Los textos literarios reunidos bajo el título Don de febrero se halla compuesto por prosas, crónicas, ensayos, artículos periodísticos y dos cuentos. Se trata por lo tanto de una obra que alberga composiciones de diversos géneros que fueron cultivados por López Velarde como parte de su hacer literario, los cuales se encuentran en las Obras de José Luis Martínez con casi todo lo conocido de López Velarde hasta 1971.

La escuela de Angelita

Mal se ve en Guanajuato, en Michoacán y en Querétaro, que los niños de calidad vayan a estudiar las primeras letras a una escuela de hombres. Eso se queda para los párvulos plebeyos. Los niños principales concurren a una escuela de mujeres. En tal costumbre hay, quizá, un gentil acierto de la sociedad provinciana. Se gradúa todo un camino que arranca de los brazos maternales y concluye en la áspera cátedra de un áspero maestro de instrucción cívica. No deja de ser brusco arrancar de la familia a un personaje de seis años para soltarlo, de golpe y porrazo, frente a un dómine pedante, frecuentemente de melena y generalmente de folletín. Una maestra y unas condiscípulas equivalen, en cambio, a un suave y lucido factor de educación. ¿Sabemos, acaso, lo que Anatole France, nuestro fetiche, debe a las enseñanzas de Mademoiselle Lefort? Mademoiselle Lefort, sin duda, regó la tierra que había de nutrir los laureles del frágil y formidable poeta de El libro de mi amigo y de El crimen de Silvestre Bonnard. En realidad, las mujeres deberían estar siempre aleccionándonos.

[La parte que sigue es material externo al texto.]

PR #859, opened 2023-07-21
update pyi + release publish process (#860)

dinhlongviolin1:
Solve Issue #860


FredLL-Avaiga (approved):
So the pyi is not committed anymore, it's only generated and included in the release?

dinhlongviolin1:
> So the pyi is not committed anymore, it's only generated and included in the release?

Yes you are right!

dinhlongviolin1:
> So the pyi is not committed anymore, it's only generated and included in the release?

And private methods and attributes will not be included in the pyi files

FabienLelaquais (commented):
👌

PR #868, opened 2023-07-24
Update release process

dinhlongviolin1:
- Keep the dev and normal version release process separated (since both have different input and release workflow requirements)
- Inputs for dev release (the version of the dependencies) will not be required per request from JR
- Merge publish process for both dev and normal version


FredLL-Avaiga (approved):

.github/workflows/release-dev.yml
```diff
@@ -1,15 +1,14 @@
...
     inputs:
       taipy-config-version:
-        description: "The taipy-config version to use (ex: 2.3.0.dev0)"
-        required: true
+        description: "The taipy-config version to use (ex: 1.0.0.dev0)"
 
 jobs:
-  publish:
-    timeout-minutes: 20
+  test-release-package:
```
jrobinAV: I don't understand the prefix test. Why not:
```suggestion
  release-dev-package:
```

.github/workflows/release-dev.yml
```diff
@@ -52,10 +51,6 @@ jobs:
           """ > /tmp/check1.py
           python /tmp/check1.py
 
-      - name: Check dependencies are available
-        run: |
-          curl https://pypi.org/simple/taipy-config/ | grep -o ">taipy-config-${{ github.event.inputs.taipy-config-version }}\.tar\.gz<"
-
       - name: Ensure package version is properly set
```
jrobinAV:
```suggestion
      - name: Extract package version
```

.github/workflows/publish.yml
```diff
@@ -4,7 +4,7 @@ on:
   workflow_dispatch:
     inputs:
       version:
-        description: "The Pypi package version to create (ex: 1.0.0)"
+        description: "The Pypi package version to create (ex: 1.0.0, 1.0.0.dev0)"
```
jrobinAV:
```suggestion
        description: "The tag of the package to publish on Pypi (ex: 1.0.0, 1.0.0.dev0)"
```

.github/workflows/release.yml
```diff
@@ -8,8 +8,8 @@ on:
         required: true
 
 jobs:
-  test-package:
-    timeout-minutes: 20
+  test-release-package:
```
jrobinAV: I don't understand this name. Why the prefix test?

.github/workflows/publish.yml
```diff
@@ -82,7 +77,7 @@ jobs:
 
   test-published-package:
     needs: [publish-to-pypi]
-    timeout-minutes: 30
+    timeout-minutes: 40
```
jrobinAV, line 80: 40 minutes for pip install taipy-gui? Ouch 😢

jrobinAV (commented):
On release-dev:
1 - I would rename "Ensure package version is properly set" to "Extract package version" for consistency with other steps.

2 - I would remove the step "Validate branch name (has 'dev' prefix)", so we can build a dev release from any branch. 
For instance, I would like to package a dev release on a new feature branch like `feature/#42-add-new-feature`, so I can test it before merging into develop. Does it make sense to you?

3 - I am not sure to understand the impact of the step "Increase dev version" when the branch is not `develop` but `dev/2.5` or eventually `feature/#42-add-new-feature` if we remove the "Validate branch name" step (cf second point).

FabienLelaquais (approved):
👌

jrobinAV (approved):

En la escuela de Angelita, nos aleccionaban ella y sus hermanas Petrita y Lola. Angelita representaba la modernización; Petrita, justificando su nombre, ejercía el mando con dureza y nos pellizcaba y nos tiraba de las orejas, para arriba, para arriba, obligándonos a pararnos sobre la punta de los zapatos; Lola gobernaba sin dictadura y sin amabilidad, por lo cual no la envolvía la opinión pública ni en cariño ni en rencores. En la escuela de Angelita, la minoría de los hombres (perdón por lo pretensioso de la palabra) nos codeábamos con las muchachas más bellas de la capital de aquel Estado.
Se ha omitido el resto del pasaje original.